アカデミー賞主演男優賞に輝いた『ウォール街』から23年
“欲望の権化”ゴードン・ゲッコーはどんな復活を遂げるのか

 

※以下のレビューは、『ウォール・ストリート』公開時に雑誌のマイケル・ダグラス・インタビューに合わせて書いたテキストですので、ダグラス寄りの内容になっています。

 マイケル・ダグラスは一風変わった俳優だ。名優カーク・ダグラスを父に持つ彼は、1960年代末から映画やTVドラマに出演するようになり、すでに40年近く第一線で活躍しつづけている。出演作も当然かなりの数に上る。

 だが、その足跡を振り返ってみても、人々が共感や好感を持つようなキャラクターがあまり見当たらない。『危険な情事』(87)や『氷の微笑』(92)、『ディスクロージャー』(94)といったセンセーショナルなスリラーを思い出し、セックス絡みの題材が目立つ俳優という印象を持っている人もいるはずだ。

 にもかかわらずダグラスがトップスターとして揺るぎない地位を築いているのはなぜなのか。アクの強い個性や演技力もその要因に違いないが、プロデューサーとして活躍してきたことも見逃せない。
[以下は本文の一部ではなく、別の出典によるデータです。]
PR #3758, opened 2021-08-16
[#3757] Produce better information about partial parsing version mismatches

### LINKED ISSUE #3757: Unexpected occurrences of partial parsing version mismatch
From dbt community slack:

JC, I'm now using the 0.20.1 actual release and I'm still seeing occasions of Unable to do partial parsing because of a dbt version mismatch on runs.  It's not happening on every run, but it's definitely happening with regularity.
I'm having trouble generating a reproducible case (which is why I haven't opened an issue), but it's happening (with this project anyway) at least 1 in 3 runs.  I can't see anything that seems relevant in the logs, but I wanted to call it out in case (a) you hear of this elsewhere and (b) there's anything I can do to give you more context to understand why this might be happening.

Two consecutive commands were shared, both reporting the same version, with the second one claiming a version mismatch.

gshank:
resolves #3757

### Description

Gathers more information in order to debug spurious version mismatches which prevent partial parsing.

### Checklist

### DIFF
--- a/core/dbt/parser/manifest.py
+++ b/core/dbt/parser/manifest.py
@@ -478,6 +478,12 @@ class ManifestLoader:
         path = os.path.join(self.root_project.target_path,
                             PARTIAL_PARSE_FILE_NAME)
         try:
+            # This shouldn't be necessary, but we have gotten bug reports (#3757) of the
+            # saved manifest not matching the code version.
+            if self.manifest.metadata.dbt_version != __version__:
+                logger.debug("Manifest metadata did not contain correct version. "
+                             f"Contained '{self.manifest.metadata.dbt_version}' instead.")
+                self.manifest.metadata.dbt_version = __version__
             manifest_msgpack = self.manifest.to_msgpack()
             make_directory(os.path.dirname(path))
             with open(path, 'wb') as fp:
@@ -493,7 +499,10 @@ class ManifestLoader:
         reparse_reason = None
 
         if manifest.metadata.dbt_version != __version__:
-            logger.info("Unable to do partial parsing because of a dbt version mismatch")
+            # #3757 log both versions because of reports of invalid cases of mismatch.
+            logger.info("Unable to do partial parsing because of a dbt version mismatch. "
+                        f"Saved manifest version: {manifest.metadata.dbt_version}. "
+                        f"Current version: {__version__}.")
             # If the version is wrong, the other checks might not work
             return False, ReparseReason.version_mismatch
         if self.manifest.state_check.vars_hash != manifest.state_check.vars_hash:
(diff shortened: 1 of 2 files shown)


core/dbt/parser/manifest.py
```diff
@@ -493,7 +499,10 @@ def is_partial_parsable(self, manifest: Manifest) -> Tuple[bool, Optional[str]]:
         reparse_reason = None
 
         if manifest.metadata.dbt_version != __version__:
-            logger.info("Unable to do partial parsing because of a dbt version mismatch")
+            # #3757 log both versions because of reports of invalid cases of mismatch.
+            logger.info("Unable to do partial parsing because of a dbt version mismatch. "
+                        "Saved manifest version: {manifest.metadata.dbt_version}. "
+                        "Current version: {__version__}.")
```
leahwicz, line 505: Does this work in Python without the `f` for inserting variables? I honestly don't know so asking for myself

leahwicz (approved):

core/dbt/parser/manifest.py
```diff
@@ -478,6 +478,12 @@ def write_manifest_for_partial_parse(self):
         path = os.path.join(self.root_project.target_path,
                             PARTIAL_PARSE_FILE_NAME)
         try:
+            # This shouldn't be necessary, but we have gotten bug reports (#3757) of the
+            # saved manifest not matching the code version.
+            if self.manifest.metadata.dbt_version != __version__:
+                logger.debug("Manifest metadata did not contain correct version. "
+                             "Contained '{self.manifest.metadata.dbt_version}' instead.")
```
kwigley, line 485:
```suggestion
                             f"Contained '{self.manifest.metadata.dbt_version}' instead.")
```

core/dbt/parser/manifest.py
kwigley: Ya, good call!

core/dbt/parser/manifest.py
```diff
@@ -478,6 +478,12 @@ def write_manifest_for_partial_parse(self):
...
+                self.manifest.dbt_version = __version__
```
kwigley, line 486: Should this be
```suggestion
                self.manifest.metadata.dbt_version = __version__
```

kwigley (dismissed):

nathaniel-may (approved):

core/dbt/parser/manifest.py
gshank: Thanks!

core/dbt/parser/manifest.py
gshank: Arggh... Hard to test, but should have tried harder :)

gshank:
Tested with 2 different version. Message: Unable to do partial parsing because of a dbt version mismatch. Saved manifest version: 0.20.1. Current version: 0.21.0b1.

 彼は『カッコーの巣の上で』(75)を皮切りに、『チャイナ・シンドローム』(79)、『レインメイカー』(97)、『フェイス/オフ』(97)といった話題作を世に送り出してきた。そんなプロデューサーの価値観やバランス感覚が、俳優としての作品選択にも反映されている。だから自分の演じるキャラクターが共感を得られるかどうかは必ずしも重要ではないのだろう。

 オリバー・ストーン監督の『ウォール街』(87)に登場する冷酷非情なカリスマ投資家ゴードン・ゲッコーは、そんなダグラスが生み出した最も有名なキャラクターだ。彼はこの欲望の権化を完璧に体現し、アカデミー賞の主演男優賞を獲得した。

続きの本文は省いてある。